Quotations

It would be erroneous to talk of the city as a singular, unified social reality that we have all experienced, participated in, or have an understanding of. Such a city does not exist. More appropriate to this discussion are images of a city, a multifaceted city that represents ideological concepts, economic forces, and social spaces that reflect a diversity of cultural, historical and geographical markers.

Allen Siegel quoted in Screening the City, ed. Shiel M., Fitzmaurice T., London: Verso, 2003: 143

 

‘Glasgow is a magnificent city,’ said Thaw’… Think of Florence, Paris, London, New York. Nobody visiting them for the first time is a stranger, because he’s already visited them in paintings, novels, history books and films. But if a city hasn’t been used imaginatively by an artist not even the inhabitants live there imaginatively.’

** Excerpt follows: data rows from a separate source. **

PR #2876, opened 2023-05-02
2my feature select io tconv

vchoi-hdfgroup:
Add H5Pget_actual_selection_io_mode().


fortnern:
My original intent was that this would be a bitflags-type parameter, so instead of assigning the mode the library would get / bitwise-or / set. I need to think some more about whether this is the right approach though

vchoi-hdfgroup:
I would wait for your decision on how to proceed with this PR.

fortnern:
After thinking more about this, I think that what I mentioned earlier is fine. We'll just have to be clear in the documentation that this is a bitflags parameter than can include multiple options, and that it also includes metadata I/O performed (i.e. chunk index reads/writes, vlen, etc). We could potentially only include raw data I/O by checking the I/O type, but we'd potentially have to check an array of types for vector I/O, every time even if the user doesn't care about this function at all, which I don' think is worth it.

fortnern:
So the places where you currently set the selection I/O mode will look like:
H5CX_get_actual_selection_io_mode(&selection_io_mode);
selection_io_mode |= <I/O mode>
H5CX_set_actual_selection_io_mode(selection_io_mode);

src/H5Pdxpl.c
```diff
@@ -473,6 +477,13 @@ H5P__dxfr_reg_prop(H5P_genclass_t *pclass)
                            NULL) < 0)
         HGOTO_ERROR(H5E_PLIST, H5E_CANTINSERT, FAIL, "can't insert property into class")
 
+    /* Register the actual selection I/O mode property */
+    /* (Note: this property should not have an encode/decode callback -QAK) */
```
fortnern: Should probably remove Quincey's initials here. You can add your own if you want, or just leave it unsigned

src/H5Ppublic.h
```diff
@@ -8397,6 +8402,45 @@ H5_DLL herr_t H5Pget_selection_io(hid_t plist_id, H5D_selection_io_mode_t *selec
...
 
+/**
+ * \ingroup DXPL
+ *
+ * \brief Retrieves the type of I/O that HDF5 actually performed on
+ *        last I/O call (not necessarily the type requested)
+ *
+ * \dxpl_id{plist_id}
+ * \param[out] actual_selection_io_mode A bitwise set value indicating the
+ *                                      type of I/O performed
```
fortnern: type(s)

src/H5Ppublic.h
```diff
@@ -8397,6 +8402,45 @@ H5_DLL herr_t H5Pget_selection_io(hid_t plist_id, H5D_selection_io_mode_t *selec
...
+ * \return \herr_t
+ *
+ * \par Motivation:
+ *      A user can request selection I/O to be performed via a data transfer
+ *      property list (DXPL).  This can be used to enable collective I/O with
+ *      type conversion, or with custom VFDs that support vector or selection
+ *      I/O.  However, there are conditions that can cause HDF5 to forgo
+ *      selection or vector I/O and perform legacy (scalar) I/O instead.
```
fortnern, line 8421: <after existing text> This function allows the user to determine which type or types of I/O were actually performed.

test/select_io_dset.c
```diff
@@ -184,6 +200,13 @@ test_no_type_conv(hid_t fid, unsigned chunked, unsigned dtrans, unsigned mwbuf)
     if (H5Dwrite(did, H5T_NATIVE_INT, H5S_ALL, H5S_ALL, dxpl, wbuf) < 0)
         FAIL_STACK_ERROR;
 
+    if (H5Pget_no_selection_io_cause(dxpl, &no_selection_io_cause) < 0)
+        FAIL_STACK_ERROR;
+
+    if (!no_selection_io_cause)
```
fortnern: Why do you call H5Pget_no_selection_io_cause() here (and in similar places)?

fortnern: Also does check-vfd run with the MPIO vfd (even for serial tests like this)? If so this might fail since it'll use vector I/O.

vchoi-hdfgroup: > Why do you call H5Pget_no_selection_io_cause() here (and in similar places)?

I think I am a bit confused.  I will remove all those changes from the tests in test/select_io_dset.c.

src/H5Pdxpl.c
vchoi-hdfgroup: Fixed.

src/H5Ppublic.h
vchoi-hdfgroup: Fixed

src/H5Ppublic.h
vchoi-hdfgroup: Fixed.

fortnern: We should add a note stating: "Be aware that this function will include the types of all I/O that were performed during this operation, including any metadata operations that may be incidental to the requested I/O. To make sure this function is only capturing raw data I/O, one can temporarily disable metadata cache evictions by calling H5Fset_mdc_config() with evictions_enabled set to false."

fortnern: My intent with the original comment was to add that sentence to the end of the Motivation section. I'll go ahead and make my changes and paste the entire doxygen comment here

fortnern: > /**
 * \ingroup DXPL
 *
 * \brief Retrieves the type(s) of I/O that HDF5 actually performed on
 *        last I/O call (not necessarily the type requested)
 *
 * \dxpl_id{plist_id}
 * \param[out] actual_selection_io_mode A bitwise set value indicating the
 *                                      type(s) of I/O performed
 * \return \herr_t
 *
 * \par Motivation:
 *      A user can request selection I/O to be performed via a data transfer
 *      property list (DXPL).  This can be used to enable collective I/O with
 *      type conversion, or with custom VFDs that support vector or selection
 *      I/O.  However, there are conditions that can cause HDF5 to forgo
 *      selection or vector I/O and perform legacy (scalar) I/O instead.  This
 *      function allows the user to determine which type or types of I/O were
 *      actually performed.
 *
 * \details H5Pget_actual_selection_io_mode() allows the user to determine which
 *          type(s) of I/O were actually performed during the last I/O operation
 *          which used \p plist_id.  This property is set after all I/O is
 *          completed; if I/O fails, it will not be set.
 *
 *          H5Pget_no_selection_io_cause() can be used to determine the reason
 *          why selection or vector I/O was not performed.
 *
 *          Valid values returned in \p actual_selection_io_mode are listed
 *          as follows.
 *
 *          - #H5D_SCALAR_IO
 *          Scalar (or legacy MPIO) I/O was performed
 *          - #H5D_VECTOR_IO
 *          Vector I/O was performed
 *          - #H5D_SELECTION_IO
 *          Selection I/O was performed
 *
 *          Be aware that this function will include the types of all I/O that
 *          were performed during this operation, including any metadata
 *          operations that may be incidental to the requested I/O. To make sure
 *          this function is only capturing raw data I/O, one can temporarily
 *          disable metadata cache evictions by calling H5Fset_mdc_config() with
 *          evictions_enabled set to false.
 *
 * \since 1.14.2
 *
 */

fortnern: I can't get github to avoid parsing the doxygen (even in a code block) so I'll jsut email it to you.

fortnern (approved):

Alasdair Gray, Lanark, 1981: 243 quoted in The Cinematic City, ed. Clarke, D B, Routledge, 1997: 19

 

Of all the affairs we participate in, with or without interest, the groping search for a new way of life is the only aspect still impassioning. Aesthetic and other disciplines have proved blatantly inadequate in this regard and merit the greatest detachment. We should therefore delineate some provisional terrains of observation, including the observation of certain processes of chance and predictability in the streets.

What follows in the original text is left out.